Figure 5.

Hematopoietic-specific inactivation of Tet2 leads to altered cardiomyocyte sarcoplasmic reticulum calcium release. A, Lethally irradiated Ldlr WT or Ldlr^−/− mice were transplanted with bone marrow with hematopoietic-specific inactivation of Tet2 (Tet2KO) or WT controls and fed WD. B, Western blotting was performed to determine protein expression of phosphorylated calmodulin kinase II (CaMKII) in atrial tissue of Ldlr WT and C, Ldlr^−/− recipient mice. D, Lethally irradiated Ldlr^−/− mice transplanted with bone marrow with hematopoietic-specific inactivation of Tet2 (Tet2KO) or WT controls were fed WD for 6 to 9 weeks. Atrial cardiomyocytes (aCM) were isolated and calcium studies performed using the calcium-sensitive dye Fluo-3 AM. E, Removal of pacing stimuli leads to spontaneous calcium release into cytosol (▼). F, Spontaneous calcium release events measured per second (data obtained from 2 mice per groups, n=12 events for WT and n=24 events for Tet2KO). G, Increased calcium transient amplitude measured during pacing (data obtained from 2 mice per groups, n=14 cells for WT and n=27 cells for Tet2KO). H, Removal of pacing stimuli and the addition of 10 mM caffeine leads to SR calcium emptying into the cytosol. Tracing to left, and quantification to right, showing reduced SR calcium release in Tet2KO aCMs (data obtained from 2 mice per group, n=4 cells for WT and n=6 cells for Tet2KO). △F/F0 is the change in fluorescence over baseline.
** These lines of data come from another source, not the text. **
PR #2741, opened 2025-05-22
Fix fatigue bar vital

TwelveEyes:
Fixes `fatigueBar.Amount` erroneously being set instead of `fatigueBarGain.Amount`.

### DIFF
--- a/Assets/Scripts/Game/UserInterface/HUDVitals.cs
+++ b/Assets/Scripts/Game/UserInterface/HUDVitals.cs
@@ -4,8 +4,8 @@
 // License:         MIT License (http://www.opensource.org/licenses/mit-license.php)
 // Source Code:     https://github.com/Interkarma/daggerfall-unity
 // Original Author: Gavin Clayton (interkarma@dfworkshop.net)
-// Contributors:    
-// 
+// Contributors:
+//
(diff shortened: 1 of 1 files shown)


KABoissonneault:
Excuse me, can you explain what issue this is fixing exactly? What difference will the player observe? Is this only relevant for modders? 
It does seem like it might be fixing something, but I'd like to know what to test before I can review this

TwelveEyes:
It simply fixes the way the fatigue bar updates so it matches the health and magicka bars. Without this fix the fatigue bar change upon gain/loss is messed up.

https://github.com/Interkarma/daggerfall-unity/blob/master/Assets/Scripts/Game/UserInterface/HUDVitals.cs#L297
https://github.com/Interkarma/daggerfall-unity/blob/master/Assets/Scripts/Game/UserInterface/HUDVitals.cs#L344

KABoissonneault:
Okay, so if I cast Heal Fatigue and compare it to other vitals, it should look "off". I would have liked more details but this will have to do I suppose.

Daneel53 (approved):
A simple line of code, already discussed and approved.

MeteoricDragon:
Thanks for fixing this!

PR #444, opened 2020-08-14
Editorial tweak in Superseded Recommendation note

tantek:
use "previous" instead of "old" to be more specific, and fix typo: s/or a by a/or by a


frivoal:
@dwsinger This is very clearly editorial, I don't believe it needs group discussion, so I'm using editor discretion and merging in this PR. If you think it did warrant time on the call, feel free to schedule it.

Issue #449, opened 2020-09-01
Rename Candidate Change / Proposed Change to Candidate Amendment / Proposed Amendment


fantasai:
Apologies for the late editorial request, but: I'm working on the TR stylesheets and documentation related to the amendment process we introduced for RECs in Process 2020, and... my conclusion working on this is that "change" is such a generic term that is so frequently used in our day-to-day processes to refer to much more informal things, that it would be less confusing if we named these very formal things to use a different term.

Since we've been calling it an amendment process, I suggest calling them amendments. (It also sounds more formal, which is appropriate given what they are.)

I hope we can just fold this into P2020 as an editorial change...

chaals:
This seems like a trivial editorial change we should be able to adopt as proposed.

frivoal:
I support this, but only if we drop Ammended Recs as proposed in https://github.com/w3c/w3process/pull/428 (which I also support). Doing this without that would be confusing. Doing both is best.

jeffjaffe:
Retiring Amended Recs feels like a substantive change (and hence would need to wait for P2021), whereas I believe @fantasai was hoping that this change could be folded into P2020.

frivoal:
I don't mind if they're implemented somewhat out of sync. Temporary confusion, especially over a term that isn't actually used in practice, seems ok to me. As long as we don't get stuck into this long term.

fantasai:
@frivoal Worst case we can rename Amended Rec to something else, seeing as it's never been used anyway.

frivoal:
not my favorite outcome, but not something I'd oppose.

dwsinger:
Yes, I support calling these amendments. I don't think we can simultaneously clean up Amended Recs, as others have noted, alas. But since they are not used, they shouldn't be too confusing; perhaps a Note "Amended Recommendations should not be confused with the process of Amending a Recommendation [linked]"? (suitably worded to match the terms chosen)?

nigelmegitt:
> perhaps a Note "Amended Recommendations should not be confused with the process of Amending a Recommendation [linked]"?

That's okay, but if we know there's a likelihood of confusion it would be better still to avoid the use of similar terms and remove the source of confusion at source, and then not need the note.

dwsinger:
Perhaps we could safely rename "Amended Recommendation" to "Team-amended Recommendation" safely enough?

PR #451, opened 2020-09-11
Amend

frivoal:
Proposal to apply the changes suggested in #449


frivoal:
Resolution in: https://www.w3.org/2020/09/16-w3process-minutes.html#x093

PR #485, opened 2020-12-25
possible missing link in 'Relation of Process Document to Patent Policy' section

himorin:
only closing link exists.

### DIFF
--- a/index.bs
+++ b/index.bs
@@ -111,7 +111,7 @@ Relation of Process Document to Patent Policy</h2>
 	W3C Members' attention is called to the fact
 	that provisions of the Process Document are binding on Members
 	per the <a href="https://www.w3.org/Consortium/Agreement/Member-Agreement">Membership Agreement</a> [[MEMBER-AGREEMENT]].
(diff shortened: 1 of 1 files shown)


dwsinger:
Hi.

thanks, but if you look at the published document I think you'll find that there is a hyperlink there; it's made by Bikeshed processing the [[! ]] into a bibliography entry and hyperlink.

himorin:
In one line before (from this line), there is both a link and bikeshed [[! ]] to a bibliography entry for Membership Agreement. And I thought isolated closing `</a>` were inserted to put similar markup for patent policy.

Which is better: to keep, or to remove `</a>`?

dwsinger:
weird.  I'll let the editor sort me out

frivoal:
I suspect the link on Membership Agreement is an accidental leftover from before the document was edited in Bikeshed. We should probably remove it, as well as the stray closing `</a>` tag after "The W3C Patent Policy".
That said, having a direct link as well isn't wrong either, so we could go either way. If anyone has a strong opinion, please state it, otherwise, I'll figure out what my favorite way to clean this up is and do it in a little while.

PR #490, opened 2021-01-07
Create .pr-preview.json

### LINKED ISSUE #417: Enable pr-preview
Enabling pr-preview would allow PRs to be previewed in finished and diff form more easily.

nigelmegitt:
Closes #417.


frivoal:
This PR wouldn't work as-is, as the Process's bikeshed needs a bunch of boilerplate files to be taken into account as well (see all the `*.include` files in https://github.com/w3c/w3process). I don't believe PR-preview supports that.
I suppose we could still solve this by up streaming all these boilerplate files to bikeshed itself, rather than having them live in-repo. They're pretty stable and haven't changed since February 2019, so that's probably doable.

This will be a bit of an annoyance for the editor (me), as I find it useful to fiddling with them (without committing) when I generate the drafts for AC Review or the official process. But I suppose that the benefits of enabling PR-review trump those of making the editor's life a bit easier a couple of times a year.

I'll try and upstream those, and then we can merge this.

nigelmegitt:
Thanks @frivoal much appreciated.

frivoal:
I've added a commit to this branch that will make it possible to build without the local boilerplate files once https://github.com/tabatkins/bikeshed/pull/1892 has been merged.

Hz indicates the external pacing frequency stimuli. All Western blot quantification relative to loading control (vinculin) and then normalized. A.U., arbitrary units. Statistical tests: 2-tailed Student t test for all comparisons; linear mixed model for F through H. aCM indicates atrial cardiomyocte; KO, knockout; LDLR, low-density lipoprotein receptor; SR, sarcoplasmic reticulum; TET2, tet methylcystosine dioxygenase 2; WD, Western diet; and WT, wild-type.